Warsh's confirmation vote in the Senate Banking Committee is scheduled for Wednesday morning. If confirmed, he will inherit an institution in transition. During his confirmation hearing last week, he advocated for a "regime change" at the Fed, potentially reducing the number of annual monetary policy meetings from eight to four and introducing a new inflation framework. He has long criticized central bankers for communicating too frequently and suggested he might eliminate the press conferences that have followed every Fed meeting since Ben Bernanke's tenure. Yet he also said that when he does speak to reporters, "it would be imperative to listen to what the journalists of the moment have in mind." These structural changes may prove to be his most lasting legacy—far more consequential than any rate cuts he manages to engineer in the near term.
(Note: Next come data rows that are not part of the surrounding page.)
PR #1449, opened 2021-04-29
Bug 125527

osalamakhagl:
Fixed Aptoide crash after installing the application


apkbuilder-lw:
Can one of the admins verify this patch?

PR #1504, opened 2021-11-02
[APP-431] Promotional Cards

phillipsgoncalves:
**What does this PR do?**

This PR aims at implementing the new promotional cards card, coming soon card.
In this PR I also fixed "home_interact" (impression and click) events for all promotional cards. 

**Database changed?**

   No

- [ ] Home.java

For the analytics part, check that they are being correctly sent (impression and click on the respective items).
Regarding the promotional card, ask me for the rewrites so that you can see the cards. Then check that the card is correctly mapped, press "notify me" and check that you receive the notification for the app that was requested.

  Tickets related to this pull-request: [APP-431](https://aptoide.atlassian.net/browse/APP-431)

**Questions:**

**Code Review Checklist**

- [ ] Codestyle
- [ ] Functional tests pass


app/src/main/java/cm/aptoide/pt/notification/ComingSoonNotificationWorker.kt
```diff
@@ -0,0 +1,78 @@
...
+        .doOnSuccess { detailedAppResult: DetailedAppRequestResult? ->
+          if (detailedAppResult != null && detailedAppResult.detailedApp != null) {
+            cancelComingSoonVerification(packageName)
+            handleAppArrived(ComingSoonApp(
+                detailedAppResult.detailedApp.name,
+                detailedAppResult.detailedApp.icon, detailedAppResult.detailedApp.md5,
+                detailedAppResult.detailedApp.store.name, detailedAppResult.detailedApp.packageName
+            ))
+          }
+        }.toBlocking().value()
```
jdandrade, line 37: We probably want to avoid continuing to propagate this practice in background operations of retrieving data from an observable datasource with toBlocking(). 
Here we can work this around using the androidx.work:work-rxjava2 lib by the sdk team that gives us an observable interface for doWork(). Just need to extend RxWorker instead of Worker. That way we should be able to avoid the toBlocking().value() and dealing with errors if necessary (probably here we just want logs).

app/src/main/java/cm/aptoide/pt/notification/ComingSoonNotificationWorker.kt
```diff
@@ -0,0 +1,78 @@
...
+import androidx.core.app.NotificationCompat
+import androidx.core.app.NotificationManagerCompat
+import androidx.work.WorkManager
+import androidx.work.Worker
+import androidx.work.WorkerParameters
+import cm.aptoide.pt.AptoideApplication
+import cm.aptoide.pt.DeepLinkIntentReceiver
+import cm.aptoide.pt.R
+import cm.aptoide.pt.app.aptoideinstall.ComingSoonApp
+import cm.aptoide.pt.logger.Logger
```
jdandrade, line 15: This logger is not being used.

app/src/main/java/cm/aptoide/pt/notification/ComingSoonNotificationManager.kt
```diff
@@ -0,0 +1,61 @@
...
+
+    WorkManager.getInstance(context)
+        .enqueueUniquePeriodicWork(
+            WORKER_TAG + url, ExistingPeriodicWorkPolicy.KEEP,
+            comingSoonWorkRequest)
+  }
+
+  private fun setUpChannel() {
+    if (Build.VERSION.SDK_INT >= Build.VERSION_CODES.O) {
+      val name = "Coming Soon notification"
```
jdandrade, line 48: Use the same pattern we are using on other places: "Coming Soon notifications"

app/src/main/java/cm/aptoide/pt/notification/ComingSoonNotificationWorker.kt
```diff
@@ -0,0 +1,78 @@
...
+import cm.aptoide.pt.networking.image.ImageLoader
+import cm.aptoide.pt.view.app.AppCenter
+import cm.aptoide.pt.view.app.DetailedAppRequestResult
+
+class ComingSoonNotificationWorker(private val context: Context,
+                                   private val workerParameters: WorkerParameters,
```
jdandrade, line 21: can remove the val property since this is not being used inside the class

app/src/main/java/cm/aptoide/pt/home/bundles/BundlesResponseMapper.java
```diff
@@ -290,8 +294,11 @@ private ActionItem map(ActionItemResponse viewObject) {
           if (widget.getType()
               .equals(Type.NEWS_ITEM)) {
             return HomeBundle.BundleType.NEWS_ITEM;
-          } else {
+          } else if (widget.getType()
+              .equals(Type.IN_GAME_EVENT)) {
             return HomeBundle.BundleType.IN_GAME_EVENT;
+          } else {
+            return HomeBundle.BundleType.APP_COMING_SOON;
```
jdandrade, line 301: This might be an error that was already in prod. We should return APP_COMING_SOON only if the widget type is of that type. Return UNKNOWN on else. I'm not sure what is the current behavior (if this version in the future receives new types of PROMO bundles)

app/src/main/java/cm/aptoide/pt/home/HomePresenter.java
```diff
@@ -717,4 +723,27 @@ private void handleLoadMoreError() {
...
+    view.getLifecycleEvent()
+        .filter(lifecycleEvent -> lifecycleEvent.equals(View.LifecycleEvent.CREATE))
+        .flatMap(created -> view.notifyMeClicked())
+        .filter(homeEvent -> homeEvent.getBundle() instanceof ActionBundle)
+        .doOnNext(event -> {
+          ActionBundle bundle = (ActionBundle) event.getBundle();
+          homeAnalytics.sendPromotionalArticleClickEvent(bundle.getType()
+              .name(), bundle.getActionItem()
+              .getCardId());
+          homeAnalytics.sendActionItemEditorialTapOnCardInteractEvent(bundle.getTag(),
```
jdandrade, line 737: As we talked we can probably remove the Editorial from this method name since it is no longer strict to editorial.

jdandrade (changes requested):

PR #1542, opened 2022-07-11
[APP-733] size calculation error

phillipsgoncalves:
**What does this PR do?**

This PR aims at fixing the bug we had regarding the download percentage.
This bug was happening only on apps with PAD and PFD. The reason for it was that we were only adding the main dynamic split apk size, instead of also summing the config apk's size of those dynamic split apks.

Also took the oportunity to count that size also for the updates, which had not been done previously

**Database changed?**

   No

- [ ] DownloadFactory.java

Download an app (for example wwe supercard or league of legends: wild rift) and check that everything is ok regarding the app size and download percentage.

  Tickets related to this pull-request: [APP-733](https://aptoide.atlassian.net/browse/APP-733)

**Questions:**

**Code Review Checklist**

- [ ] Codestyle
- [ ] Functional tests pass

### DIFF
--- a/app/src/main/java/cm/aptoide/pt/download/DownloadFactory.java
+++ b/app/src/main/java/cm/aptoide/pt/download/DownloadFactory.java
@@ -251,6 +251,9 @@ public class DownloadFactory {
     long dynamicSplitsSize = 0;
     for (DynamicSplit dynamicSplit : dynamicSplits) {
       dynamicSplitsSize += dynamicSplit.getFileSize();
+      for (Split configSplit : dynamicSplit.getConfigSplits()) {
+        dynamicSplitsSize += configSplit.getFilesize();
+      }
     }
     return dynamicSplitsSize + appBaseSize;
   }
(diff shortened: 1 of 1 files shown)


app/src/main/java/cm/aptoide/pt/download/DownloadFactory.java
```diff
@@ -250,7 +250,15 @@ public RoomDownload create(int downloadAction, String appName, String packageNam
   private long calculateAppSize(long appBaseSize, List<DynamicSplit> dynamicSplits) {
     long dynamicSplitsSize = 0;
     for (DynamicSplit dynamicSplit : dynamicSplits) {
-      dynamicSplitsSize += dynamicSplit.getFileSize();
+
+      if (dynamicSplit.getDeliveryTypes()
+          .contains("INSTALL_TIME")) {
+
+        dynamicSplitsSize += dynamicSplit.getFileSize();
```
jdandrade, line 257: won't this just add size if the split is install_time?

jdandrade (changes requested):

jdandrade (approved):

PR #1725, opened 2023-11-24
[DT 902] Payment with credit card fails on second attempt when first attempt is cancelled

ricardo-frango:
**What does this PR do?**

Fixes an issue of an unsuccessful buy attempt after a first cancelled attempt

**Database changed?**

   No

**Steps to reproduce
1º - Go to credit card payment
2º - Introduce a card with redirect
3º - On the webview, cancel
4º - Go to credit card payment again
5º - Introduce the same card
6º - On the webview add the password to pay
7º - Failed but should be success

  Flow on how to test this or QA Tickets related to this use-case: [APP-902](https://aptoide.atlassian.net/browse/DT-902)

  Tickets related to this pull-request: [APP-902](https://aptoide.atlassian.net/browse/DT-902)

**Questions:**

**Code Review Checklist**

- [ ] Codestyle
- [ ] Functional tests pass

### DIFF
--- a/payments/payment-methods/adyen/src/main/java/cm/aptoide/pt/payment_method/adyen/presentation/AdyenCreditCardViewModel.kt
+++ b/payments/payment-methods/adyen/src/main/java/cm/aptoide/pt/payment_method/adyen/presentation/AdyenCreditCardViewModel.kt
@@ -258,6 +258,7 @@ class AdyenCreditCardViewModel(
         action = action,
         configuration = redirectConfiguration
       ) { actionData ->
+        // FIX: this should not be called on second attempt with the data of the previous buy attempt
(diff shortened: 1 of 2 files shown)


ricardo-frango:
I was not able to found a solution to this because it was hard to understand what was happening.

It will be extremely difficult for him to convince the other members of the rate-setting committee to cut rates quickly.
— Christopher Hodge, chief U.S. economist at Natixis CIB
Fundamental economic activity continues to move forward, even amid all the uncertainty.
— Brian Moynihan, CEO of Bank of America
La Conversación del Hearth Otra perspectiva de la historia
Inventor

So Warsh gets the job, but he can't actually cut rates on his own. How much power does he really have?

Model

He controls the agenda—he decides what gets discussed, when, and how. That's enormous. But when the vote happens, he's one of twelve. The committee decides together. It's like being the captain of a ship but needing the crew's permission to change course.

Inventor

And right now, the crew doesn't want to change course because of inflation.

Model

Exactly. Inflation is at 3.3 percent. The Fed's target is 2 percent. Gasoline prices jumped 21 percent in one month because of the Iran conflict. You can't justify cutting rates when prices are still climbing.

Inventor

Trump wants cuts. What happens when Warsh tells him no?

Model

That's the tension. Warsh was chosen partly because Trump thinks he'll be more accommodating. But the economic conditions don't support it. The consumer is still spending. Companies are still beating earnings expectations. The labor market is weak but stable. There's no emergency that demands rate cuts.

Inventor

So when does this change?

Model

If the Iran conflict ends and energy prices fall, inflation could cool by autumn. Then maybe the Fed cuts. But that's months away. And even then, Morgan Stanley thinks we only get two cuts all year.

Inventor

What's Warsh actually going to do with the job, then?

Model

He's talked about restructuring the Fed itself—cutting the number of meetings from eight a year to four, changing how they talk about inflation targets. That might be where his real influence lands. Not in the rate cuts Trump wants, but in how the institution operates.